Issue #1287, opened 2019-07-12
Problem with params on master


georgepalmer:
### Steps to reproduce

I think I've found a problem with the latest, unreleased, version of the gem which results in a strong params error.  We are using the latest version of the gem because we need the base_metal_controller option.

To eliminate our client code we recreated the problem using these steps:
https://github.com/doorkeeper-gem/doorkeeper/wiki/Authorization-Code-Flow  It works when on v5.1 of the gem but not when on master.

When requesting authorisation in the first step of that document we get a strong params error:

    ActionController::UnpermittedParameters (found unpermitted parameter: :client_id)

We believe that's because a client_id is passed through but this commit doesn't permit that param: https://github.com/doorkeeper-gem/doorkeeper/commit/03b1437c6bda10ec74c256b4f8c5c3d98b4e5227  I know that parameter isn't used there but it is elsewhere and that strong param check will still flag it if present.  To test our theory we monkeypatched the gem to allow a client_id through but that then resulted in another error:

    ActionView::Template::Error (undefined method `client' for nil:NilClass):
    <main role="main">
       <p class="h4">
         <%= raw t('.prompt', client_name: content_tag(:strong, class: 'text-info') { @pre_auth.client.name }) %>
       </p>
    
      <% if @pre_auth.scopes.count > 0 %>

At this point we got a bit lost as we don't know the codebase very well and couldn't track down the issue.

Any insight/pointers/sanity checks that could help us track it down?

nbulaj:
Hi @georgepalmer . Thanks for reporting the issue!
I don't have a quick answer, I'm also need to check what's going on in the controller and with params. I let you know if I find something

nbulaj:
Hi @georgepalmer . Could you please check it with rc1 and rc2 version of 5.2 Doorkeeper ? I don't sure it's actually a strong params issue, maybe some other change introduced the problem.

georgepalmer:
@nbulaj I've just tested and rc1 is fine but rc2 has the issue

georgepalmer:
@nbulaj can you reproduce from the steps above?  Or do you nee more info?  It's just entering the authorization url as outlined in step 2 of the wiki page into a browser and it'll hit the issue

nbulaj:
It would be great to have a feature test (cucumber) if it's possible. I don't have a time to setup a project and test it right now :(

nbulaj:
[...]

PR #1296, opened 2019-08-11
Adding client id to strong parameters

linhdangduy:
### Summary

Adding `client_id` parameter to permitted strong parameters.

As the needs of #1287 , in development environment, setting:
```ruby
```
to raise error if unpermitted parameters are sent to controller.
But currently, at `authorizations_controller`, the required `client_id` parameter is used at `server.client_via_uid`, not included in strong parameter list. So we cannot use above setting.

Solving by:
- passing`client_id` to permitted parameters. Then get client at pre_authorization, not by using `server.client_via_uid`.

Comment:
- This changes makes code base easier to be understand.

============

• **How to complete this task**: Give the data again in full, keeping every line as it was.

• **Your response**:
Issue #1287, opened 2019-07-12
Problem with params on master


georgepalmer:
### Steps to reproduce

I think I've found a problem with the latest, unreleased, version of the gem which results in a strong params error.  We are using the latest version of the gem because we need the base_metal_controller option.

To eliminate our client code we recreated the problem using these steps:
https://github.com/doorkeeper-gem/doorkeeper/wiki/Authorization-Code-Flow  It works when on v5.1 of the gem but not when on master.

When requesting authorisation in the first step of that document we get a strong params error:

    ActionController::UnpermittedParameters (found unpermitted parameter: :client_id)

We believe that's because a client_id is passed through but this commit doesn't permit that param: https://github.com/doorkeeper-gem/doorkeeper/commit/03b1437c6bda10ec74c256b4f8c5c3d98b4e5227  I know that parameter isn't used there but it is elsewhere and that strong param check will still flag it if present.  To test our theory we monkeypatched the gem to allow a client_id through but that then resulted in another error:

    ActionView::Template::Error (undefined method `client' for nil:NilClass):
    <main role="main">
       <p class="h4">
         <%= raw t('.prompt', client_name: content_tag(:strong, class: 'text-info') { @pre_auth.client.name }) %>
       </p>
    
      <% if @pre_auth.scopes.count > 0 %>

At this point we got a bit lost as we don't know the codebase very well and couldn't track down the issue.

Any insight/pointers/sanity checks that could help us track it down?

nbulaj:
Hi @georgepalmer . Thanks for reporting the issue!
I don't have a quick answer, I'm also need to check what's going on in the controller and with params. I let you know if I find something

nbulaj:
Hi @georgepalmer . Could you please check it with rc1 and rc2 version of 5.2 Doorkeeper ? I don't sure it's actually a strong params issue, maybe some other change introduced the problem.

georgepalmer:
@nbulaj I've just tested and rc1 is fine but rc2 has the issue

georgepalmer:
@nbulaj can you reproduce from the steps above?  Or do you nee more info?  It's just entering the authorization url as outlined in step 2 of the wiki page into a browser and it'll hit the issue

nbulaj:
It would be great to have a feature test (cucumber) if it's possible. I don't have a time to setup a project and test it right now :(

nbulaj:
[...]

PR #1296, opened 2019-08-11
Adding client id to strong parameters

linhdangduy:
### Summary

Adding `client_id` parameter to permitted strong parameters.

As the needs of #1287 , in development environment, setting:
```ruby
```
to raise error if unpermitted parameters are sent to controller.
But currently, at `authorizations_controller`, the required `client_id` parameter is used at `server.client_via_uid`, not included in strong parameter list. So we cannot use above setting.

Solving by:
- passing`client_id` to permitted parameters. Then get client at pre_authorization, not by using `server.client_via_uid`.

Comment:
- This changes makes code base easier to be understand.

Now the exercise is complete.